* _TASK REQUIREMENTS_:
Wherever the word "have" appears in the entries, copy the whole line.

* _DATA TO EXAMINE_:
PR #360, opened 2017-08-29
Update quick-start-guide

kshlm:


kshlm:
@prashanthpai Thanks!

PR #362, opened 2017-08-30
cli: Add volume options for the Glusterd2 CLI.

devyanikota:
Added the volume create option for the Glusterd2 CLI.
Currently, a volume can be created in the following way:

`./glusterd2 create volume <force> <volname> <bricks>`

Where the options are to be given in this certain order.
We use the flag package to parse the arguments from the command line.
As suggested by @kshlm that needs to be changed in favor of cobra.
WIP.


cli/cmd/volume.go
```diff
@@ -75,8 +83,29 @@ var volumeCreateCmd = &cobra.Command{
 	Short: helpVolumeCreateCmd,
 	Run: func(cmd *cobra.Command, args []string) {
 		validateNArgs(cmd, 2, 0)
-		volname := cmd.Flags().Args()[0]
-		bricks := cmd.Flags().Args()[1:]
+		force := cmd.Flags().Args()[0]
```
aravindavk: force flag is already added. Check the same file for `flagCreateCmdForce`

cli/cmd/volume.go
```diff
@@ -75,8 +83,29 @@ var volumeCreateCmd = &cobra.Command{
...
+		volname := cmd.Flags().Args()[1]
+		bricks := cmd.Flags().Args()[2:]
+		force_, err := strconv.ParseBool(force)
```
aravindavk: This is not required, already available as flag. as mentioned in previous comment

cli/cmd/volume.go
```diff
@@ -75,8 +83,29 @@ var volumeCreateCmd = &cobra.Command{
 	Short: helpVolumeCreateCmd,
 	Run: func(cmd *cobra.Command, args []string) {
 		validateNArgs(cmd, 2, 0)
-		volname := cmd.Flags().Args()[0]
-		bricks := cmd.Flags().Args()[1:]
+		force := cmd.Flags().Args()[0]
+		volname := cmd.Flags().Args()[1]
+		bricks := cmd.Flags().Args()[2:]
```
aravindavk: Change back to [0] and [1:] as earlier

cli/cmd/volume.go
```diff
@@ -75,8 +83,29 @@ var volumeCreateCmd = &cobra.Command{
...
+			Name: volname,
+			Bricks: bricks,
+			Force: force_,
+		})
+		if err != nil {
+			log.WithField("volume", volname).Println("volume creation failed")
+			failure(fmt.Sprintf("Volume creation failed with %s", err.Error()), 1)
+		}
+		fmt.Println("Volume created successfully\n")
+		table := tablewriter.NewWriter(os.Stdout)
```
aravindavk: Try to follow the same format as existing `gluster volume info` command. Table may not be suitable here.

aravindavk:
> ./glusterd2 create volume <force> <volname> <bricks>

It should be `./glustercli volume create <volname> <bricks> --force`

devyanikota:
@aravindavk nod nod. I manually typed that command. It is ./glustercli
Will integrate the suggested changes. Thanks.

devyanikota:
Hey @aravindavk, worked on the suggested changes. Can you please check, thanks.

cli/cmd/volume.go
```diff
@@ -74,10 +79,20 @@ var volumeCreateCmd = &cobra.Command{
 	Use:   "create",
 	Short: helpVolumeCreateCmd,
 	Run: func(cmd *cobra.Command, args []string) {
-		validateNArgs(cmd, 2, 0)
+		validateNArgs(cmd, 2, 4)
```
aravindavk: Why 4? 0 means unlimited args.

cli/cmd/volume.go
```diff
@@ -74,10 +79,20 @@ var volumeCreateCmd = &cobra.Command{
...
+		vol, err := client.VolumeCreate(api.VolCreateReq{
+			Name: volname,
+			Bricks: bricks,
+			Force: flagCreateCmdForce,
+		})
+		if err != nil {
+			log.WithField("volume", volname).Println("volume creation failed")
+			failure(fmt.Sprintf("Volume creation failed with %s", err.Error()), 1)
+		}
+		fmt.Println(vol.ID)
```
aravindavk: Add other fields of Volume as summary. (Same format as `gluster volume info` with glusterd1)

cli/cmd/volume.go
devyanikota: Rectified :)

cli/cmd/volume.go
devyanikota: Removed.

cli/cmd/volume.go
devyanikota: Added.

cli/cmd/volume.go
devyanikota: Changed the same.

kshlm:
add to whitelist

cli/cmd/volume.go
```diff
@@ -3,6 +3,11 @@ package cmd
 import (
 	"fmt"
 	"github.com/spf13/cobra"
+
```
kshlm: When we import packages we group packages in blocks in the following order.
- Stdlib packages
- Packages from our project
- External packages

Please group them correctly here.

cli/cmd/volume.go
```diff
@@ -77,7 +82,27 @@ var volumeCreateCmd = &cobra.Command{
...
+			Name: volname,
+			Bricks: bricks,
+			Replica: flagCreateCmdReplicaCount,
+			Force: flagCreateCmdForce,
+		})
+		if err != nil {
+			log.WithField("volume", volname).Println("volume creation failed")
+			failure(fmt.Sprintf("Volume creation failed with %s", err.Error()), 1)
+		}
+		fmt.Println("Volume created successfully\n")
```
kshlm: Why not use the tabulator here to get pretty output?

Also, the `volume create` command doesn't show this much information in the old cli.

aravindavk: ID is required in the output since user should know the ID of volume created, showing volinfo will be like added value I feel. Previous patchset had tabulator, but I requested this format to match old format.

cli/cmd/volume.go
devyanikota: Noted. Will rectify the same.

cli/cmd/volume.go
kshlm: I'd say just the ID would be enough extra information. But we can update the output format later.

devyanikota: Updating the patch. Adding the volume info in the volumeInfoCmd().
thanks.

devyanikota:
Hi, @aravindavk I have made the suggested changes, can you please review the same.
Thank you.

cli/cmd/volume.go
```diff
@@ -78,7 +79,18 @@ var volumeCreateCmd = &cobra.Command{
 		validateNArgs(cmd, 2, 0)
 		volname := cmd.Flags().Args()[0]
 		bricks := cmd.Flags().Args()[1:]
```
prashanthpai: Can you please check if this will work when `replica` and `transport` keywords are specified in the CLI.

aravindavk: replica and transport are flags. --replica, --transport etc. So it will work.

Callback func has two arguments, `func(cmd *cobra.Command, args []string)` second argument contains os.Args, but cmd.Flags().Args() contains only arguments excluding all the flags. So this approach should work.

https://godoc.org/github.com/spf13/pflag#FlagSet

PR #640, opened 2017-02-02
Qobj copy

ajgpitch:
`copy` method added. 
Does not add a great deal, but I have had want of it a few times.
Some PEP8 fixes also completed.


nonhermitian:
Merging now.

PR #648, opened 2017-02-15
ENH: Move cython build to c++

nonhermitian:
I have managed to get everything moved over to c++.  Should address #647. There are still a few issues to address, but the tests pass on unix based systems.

* _ANSWER TO THIS TASK_:
Hi, @aravindavk I have made the suggested changes, can you please review the same.
Does not add a great deal, but I have had want of it a few times.
I have managed to get everything moved over to c++.  Should address #647. There are still a few issues to address, but the tests pass on unix based systems.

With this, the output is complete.